Первый взвод вскочил в седла и вихрем помчался под гору. А Денис и Евтушенко подошли к убитым.

– Настреляли вовкив, – сказал Евтушенко, – и буркой не накроешь!

Один из лежавших вдруг застонал и потянулся рукою к поясу, на котором висел ящик от маузера. Ящик был пуст: маузер лежал в стороне на снегу.

– Ишь чего захотел! – крикнул Евтушенко. – Еще жалить думаешь, гнида! Не выйдет твое дело, пёс!

– Там… одна пуля… – с трудом проговорил раненый.

Евтушенко поднял маузер.

– Для себя берег… Убейте скорей, прошу вас… – сказал раненый.

Евтушенко поднял маузер, отвел затвор и, убедившись, что в магазинной коробке зарядов нет и лишь одна пуля в стволе, сказал:

– Что верно, то верно, – и нацелился раненому в голову.
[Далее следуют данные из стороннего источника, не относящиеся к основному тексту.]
PR #138, opened 2025-08-31
Add a note about explicit type instantiation and metatables

alexmccord:
Eventually people will try to do this. We want to be able to point at this section and say why you can't without playing customer support whack-a-mole.

### DIFF
--- a/docs/explicit-type-parameter-instantiation.md
+++ b/docs/explicit-type-parameter-instantiation.md
@@ -115,7 +115,7 @@ In the case of explicit instantiation `f<<T>>` fragment where `f` has a metatabl
 
 1. The forall quantifier is nested under the metamethod for that table's metatable: that's three levels of indirection.
 2. A metatable can have multiple metamethods that are polymorphic: it's not even clear what metamethod to instantiate without a way to disambiguate.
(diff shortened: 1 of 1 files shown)


docs/explicit-type-parameter-instantiation.md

Денис схватил его за руку.

– Это ж Ященко! – сказал Евтушенко, помогая Денису повернуть раненого на спину, чтобы осмотреть рану.

– В живот, – произнес Денис. Он вынул бинт из сумки и принялся перевязывать раненого.

Евтушенко укоризненно посмотрел на Дениса. Взор его выражал: «Да брось ты его, пса!»

– Где здесь ближайшая больница?

– В Ярославце, – ответил Евтушенко.

– Доставьте его туда, да чтоб жив был. Понял?

Наконец Евтушенко догадался, для чего Денису нужен был этот человек.

Евтушенко свистнул и что-то строго приказал подбежавшему хлопцу. Тот мигом понесся обратно к коню и, вскочив на него, гикнув, помчался вперед. Евтушенко пошел по полю, переворачивая ногою трупы.

– Гляди, никого не пристреливай! – крикнул ему вслед Денис и пошел к коням, стоявшим в овраге.

– Знаю! – недовольно крикнул в ответ Евтушенко.

– Его же батьку оккупанты очи выкололи, – сказал Денису Киёк, едучи с ним рядом. – Вот он и не имеет теперь ни к кому пощады. А так хлопец – душа. И его самого уже эти бандюги пытали. Поймали… Вон у того самого Щекотюка он под чоботом лежал тому месяца два назад. Да Васька Москалец нарвался и выручил. А то бы прикончили хлопца.

– А вот эта, – показал Киёк на убитую женщину, мимо которой они только что проехали, – тоже тогда была с ними и издевалась над Евтушенко по-своему, по-бабскому.

Выстрелы в лесу прекратились. Вдалеке показалась из-за яра цепочка всадников взбиравшихся по мокрому снегу на гору. Денис закричал:

– Вертай! – и поскакал навстречу.

– Тут вообще, брат Кочубей, дела крученые, перекрученные. За них-то Евтушенко и пострадал. Я не хотел тебе говорить при хлопцах. Самых главных ты сразу взял под крышку. Это ты без ошибки. Может, ты и слыхал про то? Про «казацкую могилу»? Не слыхал?.. Так слушай. Попервоначалу, как приехала власть из Чернигова – вот эта самая, что в Маковой будке осталась, – кивнул он в сторону Макова, – Тыдень города не занимал. Он со своим полком в Чарторыгах да в Дубовичах стоял. А бандитюг этих тогда еще не было, не объявились, – кивнул он на убитых. – А вот и фершал идет, повернем подале, – сказал он, показав на приближающихся с носилками людей.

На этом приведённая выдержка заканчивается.